-- Opening Marker --

PR #137, opened 2020-04-13
pydocstyle ignore D100 ”Missing docstring in public module”

tetov:
I'd like to ignore error D105, "Missing docstring in magic method" (i.e. `__repr__`, `__eq__` etc). There is not much to say about these functions, they are what they are. If this is rejected I'd suggest we define some standard docstrings for these methods.

### DIFF
--- a/setup.cfg
+++ b/setup.cfg
@@ -15,6 +15,7 @@ exclude =
 
 [pydocstyle]
 convention = numpy
+add-ignore = D105
 
 [tool:pytest]
 testpaths = src tests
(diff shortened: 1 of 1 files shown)


gonzalocasas:
I know it might not add a lot of info to document these, but on the other hand, do we have some many that it is a painful process to "just do it"?

tetov:
Haha! Fair point. 

Ok, what’s your opinion on D100, ”Missing docstring in public module”? Usually this info is found in `__init__.py`. Could add something short to all modules if you’d like.

PR #4663, opened 2020-04-09
Wallet UI bugs from chris's bug list for 3.2 

michellewong793:
Addresses these bugs: 

- [x]  Install flow: Custom path, clicking the install guide button takes user to docs, should take user to /docs/gui-wallet
- [x]  Wallet home: Can we please remove 'compress the blockchain'? Non-functional UI is unnecessarily confusing.
- [x]  Wallet home: click send, click cancel: Send button text disappears
- [x] Staking & Delegating: default tx fee is 5 coda — now that fees are expressed in decimals, can we set the default much lower?


Schmavery:
Should we also put a default fee here? https://github.com/CodaProtocol/coda/blob/97729988c8732124322090328ebc90faa5e00a4e/frontend/wallet/src/render/views/footer/SendModal.re#L165

frontend/wallet/src/render/views/onboarding/CustomSetupA.re
```diff
@@ -18,7 +18,9 @@ let make = (~prevStep, ~completeSetup) => {
           width=14.
           icon=Icon.Docs
           style=Button.OffWhite
-          onClick={_ => openExternal("https://codaprotocol.com/docs/")}
+          onClick={_ =>
+            openExternal("https://codaprotocol.com/docs/gui-wallet/")
```
Schmavery, line 22: I don't really understand how this link is more helpful (also commented in notion)

michellewong793:
> Should we also put a default fee here?
> 
> https://github.com/CodaProtocol/coda/blob/97729988c8732124322090328ebc90faa5e00a4e/frontend/wallet/src/render/views/footer/SendModal.re#L165
> 
> (not sure why we have two different designs for specifying fees)

yeah idk i will change here too though!

frontend/wallet/src/render/components/Button.re
```diff
@@ -93,7 +93,10 @@ module Styles = {
             color(hoverColor(mode)),
             cursor(`pointer),
           ]),
-          focus([backgroundColor(hoverBgColor(mode))]),
+          focus([
+            backgroundColor(hoverBgColor(mode)),
+            color(hoverColor(mode)),
+          ]),
           active([backgroundColor(hoverBgColor(mode))]),
```
Schmavery, line 100: Do we need it on the active style too? Not sure I understand what's going on here

michellewong793: not sure, the bug came from when the user clicks cancel on the modal and so i was thinking that the button was still in focus at the time, but i think active refers to when the user has already clicked on it and thus the modal is blocking the button so you can't really see the change.. i can add it there though for consistency

Schmavery: I'd imagine not all buttons have a modal that pops in front of them

PR #4667, opened 2020-04-09
accept zero-fee snarks from new snarkers

deepthiskumar:
Because their accounts will not be created and therefore don't have to check for account-creation-fee
Checklist:

Closes #0000
Closes #0000

### DIFF
--- a/src/lib/staged_ledger/staged_ledger.ml
+++ b/src/lib/staged_ledger/staged_ledger.ml
@@ -1981,7 +1981,7 @@ let%test_module "test" =
               test_simple ledger_init_state cmds iters sl test_mask `One_prover
                 stmt_to_work_one_prover ) )
 
-    let%test_unit "Zero proof-fee should not create a fee transfer)" =
+    let%test_unit "Zero proof-fee should not create a fee transfer" =
       let stmt_to_work_zero_fee stmts =
         Some
           { Transaction_snark_work.Checked.fee= Currency.Fee.zero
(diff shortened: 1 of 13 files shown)


src/lib/staged_ledger/staged_ledger.ml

-- Closing Marker --

Could you filter the material above and copy each line that holds the word "much"?

Solution for this exercise
I'd like to ignore error D105, "Missing docstring in magic method" (i.e. `__repr__`, `__eq__` etc). There is not much to say about these functions, they are what they are. If this is rejected I'd suggest we define some standard docstrings for these methods.
- [x] Staking & Delegating: default tx fee is 5 coda — now that fees are expressed in decimals, can we set the default much lower?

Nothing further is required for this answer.